PR #167, opened 2026-08-06
feat: make checkpoint table creation optional

### LINKED ISSUE #166: `TableBackedCheckpointSaver` requires `CREATE` permission even when the checkpoint table already exists
`TableBackedCheckpointSaver` constructor unconditionally run `CREATE TABLE IF NOT EXISTS` on the checkpoint table, and there is no way to skip it.

That breaks deployments where schema is managed out of band: the application's database user does not have `CREATE` permission on the `keyspace`. `IF NOT EXISTS` does not help the statement is still unauthorized DDL, so the saver cannot be constructed at all, even though every query it actually runs afterwards would succeed.

yacir:
Makes the checkpoint table creation in `TableBackedCheckpointSaver` optional, so the library can be used with a database user that has no `CREATE` permission and a table provisioned out of band.

Fixes #166 

Adding an `allow_table_creation: bool` to both constructors would break every existing caller. Instead this adds `TableBackedCheckpointSaverBuilder`.

`new` and `new_with_default_ttl` keep their exact signatures and are reimplemented on top of the builder. `create_table` defaults to `true`, so their behavior is unchanged. The builder mirrors `CDCLogReaderBuilder`.

### DIFF
--- a/scylla-cdc/src/checkpoints.rs
+++ b/scylla-cdc/src/checkpoints.rs
@@ -5,6 +5,7 @@ use crate::cdc_types::StreamID;
 use crate::cdc_types::Timestamp;
 use crate::cdc_types::make_idempotent_statement;
 use anyhow;
+use anyhow::Context;
 use async_trait::async_trait;
 use futures::FutureExt;
 use futures::future::RemoteHandle;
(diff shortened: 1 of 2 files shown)


scylla-cdc/src/checkpoints.rs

◆ ◆ ◆ ◆

▶ _EXERCISE INSTRUCTIONS_
Every entry, from first to last, is to be reproduced exactly.

▶ _THE ANSWER_
PR #167, opened 2026-08-06
feat: make checkpoint table creation optional

### LINKED ISSUE #166: `TableBackedCheckpointSaver` requires `CREATE` permission even when the checkpoint table already exists
`TableBackedCheckpointSaver` constructor unconditionally run `CREATE TABLE IF NOT EXISTS` on the checkpoint table, and there is no way to skip it.

That breaks deployments where schema is managed out of band: the application's database user does not have `CREATE` permission on the `keyspace`. `IF NOT EXISTS` does not help the statement is still unauthorized DDL, so the saver cannot be constructed at all, even though every query it actually runs afterwards would succeed.

yacir:
Makes the checkpoint table creation in `TableBackedCheckpointSaver` optional, so the library can be used with a database user that has no `CREATE` permission and a table provisioned out of band.

Fixes #166 

Adding an `allow_table_creation: bool` to both constructors would break every existing caller. Instead this adds `TableBackedCheckpointSaverBuilder`.

`new` and `new_with_default_ttl` keep their exact signatures and are reimplemented on top of the builder. `create_table` defaults to `true`, so their behavior is unchanged. The builder mirrors `CDCLogReaderBuilder`.

### DIFF
--- a/scylla-cdc/src/checkpoints.rs
+++ b/scylla-cdc/src/checkpoints.rs
@@ -5,6 +5,7 @@ use crate::cdc_types::StreamID;
 use crate::cdc_types::Timestamp;
 use crate::cdc_types::make_idempotent_statement;
 use anyhow;
+use anyhow::Context;
 use async_trait::async_trait;
 use futures::FutureExt;
 use futures::future::RemoteHandle;
(diff shortened: 1 of 2 files shown)


scylla-cdc/src/checkpoints.rs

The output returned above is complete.